Private authentication and identity management with the GNU Name System

DASEIN solves problems of secure addressing and identification of devices or individuals, with the help of the free and privacy-friendly GNU Name System.

Factsheet

  • Lead school(s) School of Engineering and Computer Science
  • Institute Research Institute for the Security in the Information Society RISIS
  • Duration (planned) 01.01.2018 - 31.08.2018
  • Project management Christian Grothoff
  • Head of project Christian Grothoff
  • Project staff Annett Laube
    Pascal Manini
    Emmanuel Benoist
  • Partner Pretty Easy Privacy AG
    Martin Schanzenbach
    GNUnet
    Frauenhofer AISEC
  • Keywords PIK, DNS, FIDO, X.509, GNS, GDPR, e-health, IoT

Initial situation

How do we communicate securely with each other and with our devices? Communication needs addresses, and secure encryption needs cryptographic keys. But keeping both of these secure and privacy-friendly is not so easy.

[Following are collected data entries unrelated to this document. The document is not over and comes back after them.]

PR #597, opened 2019-11-13
Use top window as xhr window

bagbee:
I can argue that in the new gmail UI I observe two different cases:
- the first and working case in which the `before_send_message` even works is the case when `top` window is used as a xhr window.
- the second and non-working case when `window_opener` is used as a xhr window.

The second case is reproduced very rarely and not stably. I managed to get it on my g-suite account.

I tested using only the `top` window as the xhr window, and events worked fine, even `before_send_message` event.

### DIFF
--- a/src/gmail.js
+++ b/src/gmail.js
@@ -1709,27 +1709,30 @@ var Gmail = function(localJQuery) {
     };
 
     api.helper.get_xhr_window = function() {
-        var js_frame = null;
+        // var js_frame = null;
+        // if (top.document.getElementById("js_frame")){
+        //     js_frame = top.document.getElementById("js_frame");
+        // } else if (window_opener) {
+        //     js_frame = window_opener.top.document.getElementById("js_frame");
+        // }
+        // if (!js_frame){
+        //     if (window_opener) {
+        //         js_frame = window_opener.top;
+        //     } else {
+        //         js_frame = top;
+        //     }
+        // }
+        // var win;
+        // if (js_frame.contentDocument) {
+        //     win = js_frame.contentDocument.defaultView;
+        // } else {
+        //     win = js_frame;
+        // }
+        // return win;
 
-        if (top.document.getElementById("js_frame")){
-            js_frame = top.document.getElementById("js_frame");
-        } else if (window_opener) {
-            js_frame = window_opener.top.document.getElementById("js_frame");
-        }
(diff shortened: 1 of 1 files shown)


josteink:

That looks like a great simplification. My question is if it isn't too great 😄 

From what I can tell, this change is focused around *new Gmail only*, right?

I'm not sure how, but for the extension I'm maintaing I'm still seeing around 10% of my users are still on OLD gmail. If that is applicable to other extension developers too, we need to try to keep things compatible with old gmail too (at least for a while).

Do you think this current approach will work with old gmail?

If not, can you rewrite it to not alter behaviour for old gmail?

bagbee:
Hey,

I'm not sure that this will work for the Old Gmail UI, so we will consider that this solution applies only to the New Gmail UI.

As far as I know, google forcibly transferred all users to the New Gmail UI.

And I also have users who use the Old Gmail UI, but I rely on the `is_new_guy` method.

If we believe google, we can conclude that the method `is_new_guy` does not always work correctly or users use the basic HTML version of Gmail.

josteink:
> As far as I know, google forcibly transferred all users to the New Gmail UI.

I have anonymised telemetry in my extension and it reports 10% of my users are still on old gmail. 

I suspect these are big enterprise/Gsuite accounts, and I don’t want to break those. 

For now old and new must remain supported.

josteink:
> if we believe google, we can conclude that the method is_new_gui does not always work correctly or users use the basic HTML version of Gmail.

That function is implemented by a hard spec provided to me by Google, and it has always been 100% reliable in all cases I have encountered. 

I’d rather believe google has decided not to force-upgrade big customers who don’t want their systems changed.

bagbee:
Ok, then I will rewrite it to alter behaviour only for New Gmail UI.

Also what do you use for telemetry in your extension?

josteink:
> Ok, then I will rewrite it to alter behaviour only for New Gmail UI.

Great!

> Also what do you use for telemetry in your extension?

It's a custom/proprietary system built into the CRM-software my extension integrates with. So unfortunately, it's not anything I can share.

bagbee:
done

josteink:
Thanks! Those changes looks reasonable to me. I've done some testing, and from what I can tell, everything still works.

Consider it merged 😃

Today’s landscape for identifying network services and subscribers is fragmented and not conducive to data protection. The ageing Domain Name System (DNS) is expensive, subject to total surveillance, overburdened by complexity, and not suitable for addressing humans. X.509 can hardly be used by individuals, and network services are often issued false certificates by inadequately secured certification authorities. Even OpenPGP is still only deployed by a minority due to usability problems. The use of Google, Twitter or Facebook accounts as a stopgap only worsens the surveillance issue and so is not permitted for sensitive areas of application.

Goals

Our goal is to establish a usable, secure, privacy-friendly and provider-independent infrastructure for name resolution. Name resolution is the process by which addresses and key material can be inferred from names. This infrastructure then lets us solve a number of problems, from exchanging health data between patients, doctors, researchers, industry and insurance companies to identifying IoT devices. Classic applications such as DNS and X.509 can also be replaced by our more secure and privacy-friendly technology. Backwards compatibility to DNS allows users to add new methods without retraining.

Procedure

The GNU Name System stores domain data in a Distributed Hash Table (DHT) in an encrypted and signed form. Each user and each device controls a private zone with domain data (see illustration). For read-access to the unencrypted data, the reader needs the public zone key and a label (e.g. a password). Since the data is encrypted, the DHT-r itself does not learn the stored content. The DHT is not even able to correlate entries with specific zones. Data can thus be exchanged asynchronously, even where the very existence of the entries must remain private, as is often desirable, for example in cases of illness.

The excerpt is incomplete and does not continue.